NACD’s thought-leadership forum, Master Class, convened in Fort Lauderdale, Florida, late last year to discuss how corporate governance is adapting to the current operating environment. Dialogue among directors and session leaders at the event revealed 10 insightful takeaways:
Board engagement in strategy development is a sign of healthy board-management engagement. The board’s role is to question the CEO’s strategy assumptions, offer alternatives, and ensure a long-term value creation. Senior management’s job is to execute the strategy.
Given the complexity of today’s operating environment, it is even more important to stay attuned to disruptive competition in the company’s industry. Spend time outside of board meetings learning which changes—in technology, policy, or through stakeholder demands, for example—are emerging and how your company should address those disruptions.
Demonstrate directors’ commitment to continued education in communications with shareholders, employees, and other stakeholders. While your board may feel that current director evaluations and education requirements are sufficient, review your director education program to ensure that board members’ skills are being enhanced to keep pace with the changing operating environment.

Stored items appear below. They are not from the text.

PR #504, opened 2022-02-19
WIP Implement Auth with GGCR

puerco:
#### What type of PR is this?
/kind cleanup

Current authentication in the promoter is handled by a token obtained from a gcloud call. This commit adds additional logic to support authentication via keychains in GGCR to allow the promoter to work with other registries outside of GCR.

When defining a service account for a registry, the token authentication will continue as usual. When a service account is not defined, requests to the registries will attempt to use the docker config entries to authenticate.

None

/cc @kubernetes/release-engineering  

```release-note
The image promoter can now authenticate to other registries using the ggcr/authn keychains 
```


puerco:
After discussing for the last one or two weeks, we decided not to continue with this approach.

/close

PR #505, opened 2022-02-22
Implement sc.ReadRegistries in GGCR 

puerco:
#### What type of PR is this?
/kind cleanup

This PR introduces a parallel implementation of the ReadRegistries function written with `google/go-containerregistry`.

The new function exists alongside the old one and the idea is to start replacing each of the calls until we replace all invocation and we can drop the old one. 

The new function is now wired into the snapshot code and tests are passing. This means that snapshots can now be done using other authentication methods read from the local docker config:

```
kpromo cip --snapshot=gcr.io/k8s-staging-ingress-nginx --confirm
```

None

The new function has support for full recursion of GCR registries. Non-recursive reads are not yet implemented.

/cc @justaugustus 

```release-note
There is a new implementation of the registry inventorying function using `google/go-containerregistry`. The snapshot code is now wired to use the new implementation.  
```


legacy/dockerregistry/inventory.go
```diff
@@ -1135,6 +1138,78 @@ func GetTokenKeyDomainRepoPath(registryName RegistryName) (key, domain, repoPath
 	return key, s[:i], s[i+1:]
 }
 
+func (sc *SyncContext) ReadRegistriesGGCR(
+	toRead []RegistryContext, recurse bool,
```
saschagrunert, line 1142: `toRead` seems unused and could be removed.

saschagrunert (approved):
Just a nit, but this can be addressed later on.

PR #527, opened 2022-04-02
kpromo pr: Support for non-SemVer image tags

wespanther:
#### What type of PR is this?

/kind bug

This PR removes the restriction for image tags to adhere to SemVer. Taking debian-base in in k8s-staging-build-image, we cannot match any of the tags, at present:

image

Since the filter requires an explicit match, I don't think a SemvVer validation buys us anything. With this change, we can make promotion PRs for arbitrary tags (like latest, etc.) assuming they exist.

Fixes https://github.com/kubernetes-sigs/promo-tools/issues/520

```release-note
kpromo pr: Support non-SemVer image tags
```

### DIFF
--- a/cmd/kpromo/cmd/pr/pr.go
+++ b/cmd/kpromo/cmd/pr/pr.go
@@ -83,13 +83,6 @@ func (o *promoteOptions) Validate() error {
 		return errors.Wrap(err, "checking user's fork")
 	}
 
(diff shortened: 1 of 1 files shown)


justaugustus (approved):
Awesome, thanks @wespanther!!
/ok-to-test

Consider taking a few steps to enhance recruitment of and onboarding for new directors:
Consider not only the board’s recruitment needs in the next year, but also in the next several years as directors leave the board and as company strategy evolves.
Establish a requirement that the director pipeline includes candidates from diverse backgrounds.
Tailor new-director onboarding programs to individual directors.
Convey a sense of your board’s dynamics with each other and with management to both prospective and new directors.
Determine whether the skillset matrix tests for skills that are necessary for the company strategy. While directors currently serving on the board may have had the skills to help the company achieve its prior strategy, realize that the directors sitting on the board today should be measured against the new ruler of current and future strategy expectations.
Review your board’s bylaws and committee charters to determine whether the documents offer any detail about how directors oversee cultural risk. Probe management about culture. Given recent corporate scandals relating to unhealthy corporate culture, consider adding language to your bylaws and charters to demonstrate a commitment to healthy company culture. Take this commitment a step forward by probing management about how the company currently cultivates a healthy, ethical culture.
Look beyond the information management has presented you to determine the company’s cultural dynamics among not only senior management, but also lower- and mid-level managers. Review online employee satisfaction websites to gauge morale and determine whether behaviors incentivized are realistic and healthy.
Question the quality and volume of information being given to the board on enterprise risks. If the board is receiving 1,000 pages of information monthly about risks, ask whether the board can realistically absorb that information. Ask the chief risk officer to provide the board with a more brief and concentrated view of the risks that need to be addressed, and spend time drilling down on the most pertinent risks, including those that may be sleeping giants.
When stumped on strategy, go back to the beginning. Ask often why the company was founded and what problem the company should help clients or consumers solve. Having a renewed vision of the founder’s mission can help provide fodder as to how to revive that vision in light of today’s operating environment.
Dive deep into consumer trends and behaviors, when considering appropriate strategies. While it may be easy to become mired in the highly technical nature of directorship and oversight, realize that great insight can come from aligning company strategy so that it satisfies customers’ needs and wants.